After all, it was Wolfowitz who, more than anyone, was responsible in the run-up to the invasion of Iraq for handing out millions of US dollars to the Iraqi National Congress, a group of Iraqi exiles who were urging him to go to war with the help of information most of which turned out later to have been made up.

The leader of this gang was the notorious Ahmed Chalabi, a smooth-spoken conman who was on the run from the authorities in Jordan where he had been sentenced to 20 years' imprisonment for bank fraud. The terrible consequences of Wolfowitz's naiveté are still being felt, not only in Iraq, but the whole of the Middle East.

But it is perhaps possible that he has learned a valuable lesson - that it is advisable to check out political organisations before you give them loads of your money.

Fair play: the second casualty of war

Israel's Fifth Column to which I recently referred has achieved another little victory in its propaganda war.

Channel Five is currently showing a series called Don't Get Me Started, the point of which is to give somebody half an hour in which to put forward a radical view of some political or religious issue without the customary obligation to provide a counter argument. Speakers in the current series include Ann Widdecombe, Michael Buerk and Tory MP Michael Gove.

Next Tuesday the speaker is Ted Honderich, Emeritus Professor of Logic at University College London and chairman of the Royal Institute of Philosophy. Honderich, pictured, is the author of several books, the latest of which is about terrorism: Is it ever morally justified and are the governments of America, UK and Israel responsible for the growth of terrorism in the Middle East?

The professor obviously thinks so and his arguments will be supported on the programme by the likes of Tony Benn, the Liberal Democrat spokesman Baroness Tonge and Reg Keys, whose soldier son Tom was killed in Iraq.

There is nothing particularly controversial about such a programme and plenty of viewers will agree with the opinions expressed.

But at the last minute Channel Five have decided that Honderich's programme will be given "balance" by another programme answering his arguments, to be shown the following week. This will be hosted by that staunch defender of Israel, the journalist David Aaronovitch who writes columns for The Times and the Jewish Chronicle.

Of course, this balancing' programme contradicts the thinking behind Don't Get Me Started, the whole point of which is to be one-sided. But why should Honderich's be the only one of seven programmes that will be challenged?

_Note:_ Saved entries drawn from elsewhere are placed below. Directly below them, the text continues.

PR #30, opened 2016-04-05
Improved the pipeline documentation

toolmantim:
This splits up the pipelines documentation into two documents. One is a guide, that provides more general advice and complete examples. One is the technical docs in the agent section alongside the artifact and meta data command, and it covers the example properties that you can use to configure the pipelines.


toolmantim:
Actually, the agent yml has unreleased agent plugin stuff in it

toolmantim:
@keithpitt this has been updated! It's now two sections and I've just put an inline example yml file in there, rather than linking to GitHub

keithpitt:
👍

PR #31, opened 2016-04-08
Update the Heroku guide to support automatic deploys

toolmantim:
deploying-to-heroku


keithpitt:
Oh this is cool!

Is there something we need to mention about pull requests and it only happening on `master` or something?

toolmantim:
Cool, I've just updated it to mention Review Apps which is the pull request stuff. The branch stuff is explained in the Heroku docs… there's literally nothing they need to do in Buildkite aside from ensuring the build commit statuses are being posted.

PR #33, opened 2016-04-21
fixed 404

lukeaus:
https://buildkite.com/docs/guides/parallelizing-builds
the link for 'Agents API' points to
https://buildkite.com/docs/guides/docs/api/agents
but should point to:
https://buildkite.com/docs/api/agents


keithpitt:
Oh whoops! Thanks for catching that!

PR #37, opened 2016-05-25
Updated documentation for branch filtering, bang branch name needs to…

justinhennessy:
… use quotes


keithpitt:
Thanks for the PR! If you define the branch config via the Buildkite UI, you don't need quotes, so we may need to tweak the text here to make that clear :) But we can do that!

justinhennessy:
Of course, so would a (needs quotes if uploading a pipeline via `buildkite-agent pipeline upload`)?

keithpitt:
Yeah, that works :)

justinhennessy:
Done!

keithpitt:
Thanks!

PR #44, opened 2016-07-19
Fix: change equals to not-equals sign

sander-m:
In this example, to only allow the `script/deploy` command to run, it should be `!=` instead of `==`.


keithpitt:
Ah, great catch! Thanks for this!

PR #46, opened 2016-08-05
Update examples to use systemd service@ files.

tekacs:
Only after pushing this did I notice #40, but this essentially updates the docs with a more systemd-esque way of launching multiple agents that allows running any number of agents without having to copy init files over and over.

This is a subjective change, as it might be 'best' for buildkite-agent itself to simply install a `buildkite-agent@.service` file out of the box, so that people can do this without a manual copy and the service file can be kept up to date.


sj26:
Consolidated into #56, thanks!

PR #49, opened 2016-08-30
Fix agent config env variable prefix

gkze:
@toolmantim where else would this change need to be made? Not sure...

### DIFF
--- a/pages/agent/configuration.md.erb
+++ b/pages/agent/configuration.md.erb
@@ -33,10 +33,10 @@ debug=true
 
 ## Environment Variables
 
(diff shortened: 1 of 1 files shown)


toolmantim:
Thanks for taking the time to submit this @gkze! Turns out it's kind of tricky, and they're not entirely consistent (although they should be!). I've just documented each one in 18e02116a9ab29887ab7cf5cea6db21aedc341d4 and that should be going live any minute now :) Thanks again!

gkze:
Thanks Tim!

* "Getting phone calls can make you feel better about yourself - give you greater self-esteem."

Such is the opinion of Dr David Sheffield, a psychologist at the University of Staffordshire who addressed the British Psychological Society's annual health conference yesterday.

Not for the first time, I find myself at odds with a psychologist. Because to me, the ringing of a phone invariably causes irritation, anxiety and alarm. One reason I have never used a mobile is that I like there to be long periods in the day when I cannot be contacted.

I have no wish, however, to quarrel with Dr Sheffield's main point - that young people can become addicted to mobile phones, displaying symptoms similar to those of compulsive gamblers.

Ninety per cent of those he interviewed said they took their mobiles with them wherever they went. One in seven admitted to becoming irritable and depressed when they couldn't make calls. High blood pressure was shown to be another symptom.

All this in addition to the known health risks of mobiles where young people are concerned. And the Government's scientific adviser Sir William Stewart has repeatedly warned that because of the possible risks of brain damage, young people should not use mobiles except in emergencies.

No one has taken a blind bit of notice. The authorities will take steps to stop children smoking or eating junk food but will completely ignore something that might be far more dangerous.